118. I have not the least doubt that the latter course is to be preferred. This case seems
to me a very far cry from Secretary of State for the Home Department v AF (No 3) [2009]
3 WLR 74 where the House of Lords was faced with a definitive judgment of the Grand
Chamber in A v United Kingdom (2009) 49 EHRR 625 on the very point at issue and
where each member of the Committee felt no alternative but to apply it. Lord Rodger put
it most succinctly (at para 98):
“Argentoratum locutum, iudicium finitum – Strasbourg has spoken, the
case is closed.”
119. Moreover not merely was the Strasbourg ruling in A clear and authoritative but,
whatever view individual members of the Committee may have taken about it (and it is
evident that, whilst many agreed with it, others did not), it expressed an entirely coherent
view.
120. The contrasts with the present situation are striking. In the first place, we are
faced here not with a Grand Chamber decision but rather with the possible need for one.

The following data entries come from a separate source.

PR #39356, opened 2025-07-29
[dyninst] Increase dynamic type size to 2KiB

piob-io:
We used .5KiB limit from side-eye, to prevent exhausting event buffer. I expect we will generally collect less data, so we can afford more. Eventually we should work on increasing the event buffer size.


grantseltzer (approved):
:-)

piob-io:
Thanks!

PR #39357, opened 2025-07-29
[NDINT-290] Separate out Analytics parsers

ken-schneider:
### What does this PR do?
Separate out the parsers for Versa Analytics data to a separate file to clean up the code.

The parsers are the same, they've just been moved to a new file.

### Motivation
Improve readability of the Versa integration


jmw51798 (approved):

pkg/collector/corechecks/network-devices/versa/client/parser.go
```diff
@@ -0,0 +1,256 @@
...
+	}
+	return rows, nil
+}
+
+// parseLinkUsageMetrics parses the raw AaData response into LinkUsageMetrics structs
+func parseLinkUsageMetrics(data [][]interface{}) ([]LinkUsageMetrics, error) {
+	var rows []LinkUsageMetrics
+	for _, row := range data {
+		m := LinkUsageMetrics{}
+		if len(row) < 13 {
```
zoedt: mentioned on the other PR but should we introduce any comment for reasoning if `<` is ok for a specific request call (i.e. additional things may be added but confidence the first 13 fields should be as expected)?

ken-schneider: No, in fact, these should all be `!=`. Our queries call for specific fields and expect them in a specific order in the response and if there's any delta whatsoever, it's a problem.

I've updated the couple places where we were using `<`. Nice catch!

Moreover, not merely is the Court’s ruling in Al-Khawaja not as authoritative as a Grand
Chamber decision, but it is altogether less clear than was the decision in A. Indeed, as I
have already suggested, it is far from certain that Al-Khawaja stands for any absolute
principle of the sort here contended for. I would reject the appellant’s argument that not
merely is the Court’s judgment in Al-Khawaja clear but, unlike the position in A, it is
supported by a whole stream of consistent earlier Strasbourg case law and consequently
more, rather than less, authoritative than the ruling in A. For the reasons fully elaborated
by the Court of Appeal and now by Lord Phillips, I cannot accept that the earlier cases
support, still less compel, an absolute principle such as Al-Khawaja is now said to stand
for.
121. Accordingly, in agreement both with Lord Phillips and with the judgment of the
Court of Appeal, I too would dismiss these appeals and express the hope that the Grand
Chamber will clarify the law upon hearsay evidence and recognise that our domestic
legislation is compatible with article 6.